We enjoyed the instant friendship created by our shared experiences, thrilled to have a few minutes to share conversation with an adult in the middle of our child filled day.
She asked me if he was sleeping well at night, as her baby kept getting up around two a.m.
“He sleeps with me, so he gets up some, but I don’t really notice.” I informed her.
“You still sleep with him? You are spoiling him.” She said in a sweet, caught you with a second slice of cake, voice.
“No way,” I responded “I don’t believe that for a second.”
“You’re right,” she said smiling ” you are spoiling yourself.”
She’s right. Like a great massage, or that sexy red pair of cuban heeled shoes, or a box of exclusive chocolates, snuggling up to my baby every night is a treat, and a way I can spoil myself. My daughter turns seven this year, so I know how quickly the baby time goes. I also am fairly certain this is my last child. So there is a part of me that snuggles up to him at night, warm and fuzzy in my bed, and feels like I am catching hold of as much of his chubby babyhood as possible.
For me, attachment parenting is mostly about getting the most out of my children’s childhood as I can. There is also a big laziness component. I like not having to walk the floor for an hour to get my baby to sleep before setting him in his crib. I love not having to get up and heat water for formula when he wakes up hungry at 3 a.m. I like the extra sleep I get by popping a nipple in his mouth when he starts to stir. I don’t have to be very awake to nurse him when we are sleeping side by side. I find slings easier to carry in my diaper bag than strollers. However, as important as these benefits are, the true reason behind my decision to co-sleep, nurse, and baby-wear, is the extra coziness of close contact with my baby.

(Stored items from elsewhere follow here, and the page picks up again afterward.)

PR #193, opened 2022-09-26
IT-4784 | add rightSlot to Banner

tweetgeek:


lib/js/components/Banner/Banner.vue
```diff
@@ -104,6 +120,14 @@
...
 	&.-vertical {
+		#{$self}__rightWrapperHorizontal {
+			display: none;
+		}
+
+		#{$self}__rightWrapperVertical {
+			display: flex;
+		}
+
 		#{$self}__buttonTextHorizontal {
```
kvas-damian, line 131: do we still need it?

lib/js/components/Banner/Banner.vue
```diff
@@ -249,18 +306,15 @@
 
 	&__buttonTextHorizontal {
 		padding: $space-xs 0;
-		flex-shrink: 0;
 		display: none;
```
kvas-damian, line 309: do we need to manipulate with childs `display` while we hide/show wrapper?

lib/js/components/Banner/Banner.vue
```diff
@@ -197,6 +221,39 @@
 		padding: $space-xxxxs 0;
 	}
 
+	&__rightWrapperHorizontal {
```
kvas-damian, line 224: don't we need to vertically align items in this wrapper. When I type some text, it's positioned higher than button

kvas-damian: the same for vertical

tweetgeek: I changed the vertical/horizontal display, no duplicate code any more [`89e1e65` (#193)](https://github.com/bethinkpl/design-system/pull/193/commits/89e1e657b51a65c9a777bab702e67133da5ecaae)

lib/js/components/Banner/Banner.vue
```diff
@@ -104,76 +93,44 @@
 	padding: $space-xs;
 
 	&.-vertical {
```
kvas-damian, line 95: not used now

kvas-damian, line 95: the same styles have to applied on mobile breakpoint

lib/js/components/Banner/Banner.vue
```diff
@@ -189,24 +146,45 @@
...
 		display: flex;
 		flex-direction: column;
 		justify-content: center;
 		flex-grow: 1;
 		padding: $space-xxxxs 0;
 	}
 
-	&__iconContainer {
-		@include iconContainerVerticalStyles;
+	&__rightWrapper {
```
kvas-damian, line 164: items in this container aren't aligned

lib/js/components/Banner/Banner.vue
```diff
@@ -7,33 +7,34 @@
...
-					<div v-if="buttonText" class="ds-banner__buttonTextVertical">
-						<ds-button
-							:color="BUTTON_COLORS.NEUTRAL"
-							:type="BUTTON_TYPES.OUTLINED"
-							:size="BUTTON_SIZES.SMALL"
-							@click.native="$emit('button-clicked')"
-							>{{ buttonText }}
-						</ds-button>
+					<div class="ds-banner__rightWrapper">
+						<div v-if="buttonText" class="ds-banner__buttonText">
```
kvas-damian, line 21: do we need a wrapper on button? It looks that you could simplify it and move class name on Button

damianmef: If we need it should be named as other wrappers `ds-banner_buttonWrapper`

lib/js/components/Banner/Banner.vue
```diff
@@ -291,6 +244,41 @@
 	&__expandedText {
 		margin-top: $space-xs;
 	}
+
+	&.-warning {
```
damianmef, line 248: I think modifying classes of main component class should be after it's rules, not at the end after children rules.

lib/js/components/Banner/Banner.vue
kvas-damian: @tweetgeek I see the wrapper is still here. DO you want to share argument behind this decision?

lib/js/components/Banner/Banner.vue
kvas-damian: @tweetgeek still valid

tweetgeek: its like in figma, wrapper has correct paddings, alignment to top of this wrapper

lib/js/components/Banner/Banner.vue
tweetgeek: its gone

lib/js/components/Banner/Banner.vue
kvas-damian: Because in Figma, there is only one example with component that has the same height as the Button. You can put some test or smaller component to see the problem in DS. It's possible that bug is also present in Figma

tweetgeek: I think that I don't understand what the problem is? Ewa said it was to be aligned to the top with specific paddings, just like in figma, and that's what it is made. Should we make it dependent on the size of the component putted in the slot?

kvas-damian: I'm not sure where Ewa said that, maybe she didn't analyze all possible cases?
See the screenshot when I put 15x15px square into this slot. For me it looks off
Zaznaczenie_916

lib/js/components/Banner/Banner.vue
```diff
@@ -189,24 +183,45 @@
...
 		flex-direction: column;
 		justify-content: center;
 		flex-grow: 1;
 		padding: $space-xxxxs 0;
 	}
 
-	&__iconContainer {
-		@include iconContainerVerticalStyles;
+	&__rightWrapper {
+		display: flex;
```
kvas-damian, line 202: becuase of `flex`, button is growing when text goes into multiple lines
Zaznaczenie_917

lib/js/components/Banner/Banner.vue
tweetgeek: Ok i understand, I asked about it https://bethinkteam.slack.com/archives/C012R8RM3A4/p1664458749846619?thread_ts=1663751823.320519&cid=C012R8RM3A4

lib/js/components/Banner/Banner.vue
tweetgeek: fiexed, so wrapper are required :D

kvas-damian (approved):

lib/js/components/Banner/Banner.vue
rogatty: Will be addressed in another PR.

The baby years seem so long when you are in the middle of them, but in reality they are so fleeting. They crawl before you can get the fog of motherhood out of your head, they walk before you can get used to them crawling, they start to talk about the time you are really understanding their non verbal cues. Suddenly they are two, and stridently demanding their first taste of freedom. Then they are going to school, and a part of their life is lived outside of you. The small precious baby who once required you for everything is suddenly a small person with their own friends, and experiences that you are no part of at all.
So I co-sleep, and nurse, and baby-wear, so I can keep my baby closer to me for just a bit longer.